# SUPPLIED RECORDS

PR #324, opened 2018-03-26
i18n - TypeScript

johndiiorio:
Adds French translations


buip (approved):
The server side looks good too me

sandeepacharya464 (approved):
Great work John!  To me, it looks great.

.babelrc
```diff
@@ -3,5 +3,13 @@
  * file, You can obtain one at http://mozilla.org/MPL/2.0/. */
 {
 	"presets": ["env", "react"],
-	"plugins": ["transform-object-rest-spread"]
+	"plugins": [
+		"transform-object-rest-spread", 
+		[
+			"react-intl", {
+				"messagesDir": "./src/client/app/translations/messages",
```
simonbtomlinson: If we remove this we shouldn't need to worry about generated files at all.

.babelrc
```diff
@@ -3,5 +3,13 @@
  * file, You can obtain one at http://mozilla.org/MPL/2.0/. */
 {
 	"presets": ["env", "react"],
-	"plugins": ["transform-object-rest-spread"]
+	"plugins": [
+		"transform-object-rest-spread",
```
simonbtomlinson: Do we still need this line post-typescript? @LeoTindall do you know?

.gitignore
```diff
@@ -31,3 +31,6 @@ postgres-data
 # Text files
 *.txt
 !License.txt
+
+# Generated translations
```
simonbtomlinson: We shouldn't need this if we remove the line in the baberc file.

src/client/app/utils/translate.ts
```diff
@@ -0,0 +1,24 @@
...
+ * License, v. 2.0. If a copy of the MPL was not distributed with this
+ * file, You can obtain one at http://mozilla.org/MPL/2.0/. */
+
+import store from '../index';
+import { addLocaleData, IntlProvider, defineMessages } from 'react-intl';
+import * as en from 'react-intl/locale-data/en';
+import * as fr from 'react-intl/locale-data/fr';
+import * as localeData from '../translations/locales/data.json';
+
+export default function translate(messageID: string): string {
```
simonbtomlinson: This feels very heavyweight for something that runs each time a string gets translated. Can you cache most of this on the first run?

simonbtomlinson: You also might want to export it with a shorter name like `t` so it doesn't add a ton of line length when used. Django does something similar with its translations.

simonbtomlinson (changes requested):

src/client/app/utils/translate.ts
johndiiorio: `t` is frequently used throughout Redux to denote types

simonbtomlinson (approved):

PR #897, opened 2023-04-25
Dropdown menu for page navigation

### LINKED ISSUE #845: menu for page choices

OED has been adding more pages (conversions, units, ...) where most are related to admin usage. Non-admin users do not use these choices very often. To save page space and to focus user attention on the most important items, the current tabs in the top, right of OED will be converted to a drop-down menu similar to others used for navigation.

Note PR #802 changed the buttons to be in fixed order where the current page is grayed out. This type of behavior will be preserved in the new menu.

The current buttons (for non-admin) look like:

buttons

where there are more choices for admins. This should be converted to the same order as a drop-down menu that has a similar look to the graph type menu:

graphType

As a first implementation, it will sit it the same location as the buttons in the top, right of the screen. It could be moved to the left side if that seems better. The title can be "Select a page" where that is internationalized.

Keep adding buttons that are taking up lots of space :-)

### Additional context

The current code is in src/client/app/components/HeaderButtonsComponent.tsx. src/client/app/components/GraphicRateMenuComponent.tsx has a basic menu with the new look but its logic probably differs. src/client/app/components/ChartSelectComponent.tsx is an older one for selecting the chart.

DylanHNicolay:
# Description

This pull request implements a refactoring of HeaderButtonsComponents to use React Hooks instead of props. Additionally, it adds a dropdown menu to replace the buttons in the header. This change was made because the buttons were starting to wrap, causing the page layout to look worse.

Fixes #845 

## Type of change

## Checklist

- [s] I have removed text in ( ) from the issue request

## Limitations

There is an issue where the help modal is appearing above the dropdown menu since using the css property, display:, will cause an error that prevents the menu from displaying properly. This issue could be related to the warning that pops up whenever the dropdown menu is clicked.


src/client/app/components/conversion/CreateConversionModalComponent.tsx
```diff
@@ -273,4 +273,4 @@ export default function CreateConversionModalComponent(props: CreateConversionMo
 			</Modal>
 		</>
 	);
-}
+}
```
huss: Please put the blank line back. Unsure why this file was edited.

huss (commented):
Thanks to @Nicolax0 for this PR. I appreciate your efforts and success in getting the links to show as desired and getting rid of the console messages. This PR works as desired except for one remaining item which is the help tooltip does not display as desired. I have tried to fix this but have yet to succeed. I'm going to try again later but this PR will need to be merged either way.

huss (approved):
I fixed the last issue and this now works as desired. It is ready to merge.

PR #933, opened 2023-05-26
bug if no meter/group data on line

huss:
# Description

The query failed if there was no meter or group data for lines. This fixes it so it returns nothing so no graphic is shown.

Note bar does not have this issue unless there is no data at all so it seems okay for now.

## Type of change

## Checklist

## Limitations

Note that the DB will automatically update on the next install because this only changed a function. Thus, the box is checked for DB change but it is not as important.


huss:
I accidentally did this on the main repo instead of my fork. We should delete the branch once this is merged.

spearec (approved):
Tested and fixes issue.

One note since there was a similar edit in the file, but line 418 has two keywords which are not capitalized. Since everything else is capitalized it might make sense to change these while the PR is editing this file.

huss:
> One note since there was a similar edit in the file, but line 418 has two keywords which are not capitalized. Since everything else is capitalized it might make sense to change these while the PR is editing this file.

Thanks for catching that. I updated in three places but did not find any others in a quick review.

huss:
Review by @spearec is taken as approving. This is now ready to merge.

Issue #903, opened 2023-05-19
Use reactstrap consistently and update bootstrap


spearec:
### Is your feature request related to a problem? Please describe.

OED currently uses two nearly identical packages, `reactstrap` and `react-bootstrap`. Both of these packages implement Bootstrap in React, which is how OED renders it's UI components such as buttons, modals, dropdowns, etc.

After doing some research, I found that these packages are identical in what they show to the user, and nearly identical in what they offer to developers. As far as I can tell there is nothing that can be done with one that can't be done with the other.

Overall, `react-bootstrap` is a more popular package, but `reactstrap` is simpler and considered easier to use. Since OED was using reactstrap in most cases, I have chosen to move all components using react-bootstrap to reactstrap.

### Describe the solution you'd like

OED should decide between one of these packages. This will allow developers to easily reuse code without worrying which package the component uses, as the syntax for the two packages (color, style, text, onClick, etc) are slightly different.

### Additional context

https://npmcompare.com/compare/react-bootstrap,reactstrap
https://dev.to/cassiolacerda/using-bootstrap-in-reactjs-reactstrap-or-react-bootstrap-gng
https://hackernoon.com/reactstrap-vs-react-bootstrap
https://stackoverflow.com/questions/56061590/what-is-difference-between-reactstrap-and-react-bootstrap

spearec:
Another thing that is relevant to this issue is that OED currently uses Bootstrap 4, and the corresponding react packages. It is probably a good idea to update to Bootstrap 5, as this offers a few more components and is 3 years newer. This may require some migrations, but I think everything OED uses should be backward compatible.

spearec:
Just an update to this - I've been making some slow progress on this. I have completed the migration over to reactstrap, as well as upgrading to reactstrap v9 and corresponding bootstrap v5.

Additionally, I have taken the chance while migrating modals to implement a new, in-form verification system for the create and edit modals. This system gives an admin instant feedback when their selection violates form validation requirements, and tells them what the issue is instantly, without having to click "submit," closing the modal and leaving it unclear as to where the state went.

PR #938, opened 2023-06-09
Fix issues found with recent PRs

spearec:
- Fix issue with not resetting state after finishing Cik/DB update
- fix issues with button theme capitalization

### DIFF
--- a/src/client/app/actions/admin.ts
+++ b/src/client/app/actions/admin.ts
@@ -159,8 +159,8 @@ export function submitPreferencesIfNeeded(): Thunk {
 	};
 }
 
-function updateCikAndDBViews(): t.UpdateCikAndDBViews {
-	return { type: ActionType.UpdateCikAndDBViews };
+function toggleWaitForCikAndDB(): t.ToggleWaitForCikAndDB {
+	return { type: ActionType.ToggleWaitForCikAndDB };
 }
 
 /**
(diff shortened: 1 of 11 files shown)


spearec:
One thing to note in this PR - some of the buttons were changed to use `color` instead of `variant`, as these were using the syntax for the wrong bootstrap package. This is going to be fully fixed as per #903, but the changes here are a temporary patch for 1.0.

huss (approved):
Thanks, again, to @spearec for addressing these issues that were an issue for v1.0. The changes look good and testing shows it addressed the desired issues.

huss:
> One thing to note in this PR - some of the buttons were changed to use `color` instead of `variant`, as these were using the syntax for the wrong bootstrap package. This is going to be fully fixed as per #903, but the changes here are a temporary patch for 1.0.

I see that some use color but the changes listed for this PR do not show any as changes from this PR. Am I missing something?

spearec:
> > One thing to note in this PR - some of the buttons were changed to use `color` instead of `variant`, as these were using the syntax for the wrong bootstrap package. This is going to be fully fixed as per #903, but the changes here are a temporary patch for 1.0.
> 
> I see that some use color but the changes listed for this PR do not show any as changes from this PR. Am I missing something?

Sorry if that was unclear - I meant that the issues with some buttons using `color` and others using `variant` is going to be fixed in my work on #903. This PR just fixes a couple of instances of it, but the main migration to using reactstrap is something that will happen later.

# YOUR ASSIGNMENT
Lines containing the word "capitalized" are to be counted in the listing; state their number alone.

# WRITTEN RESPONSE
2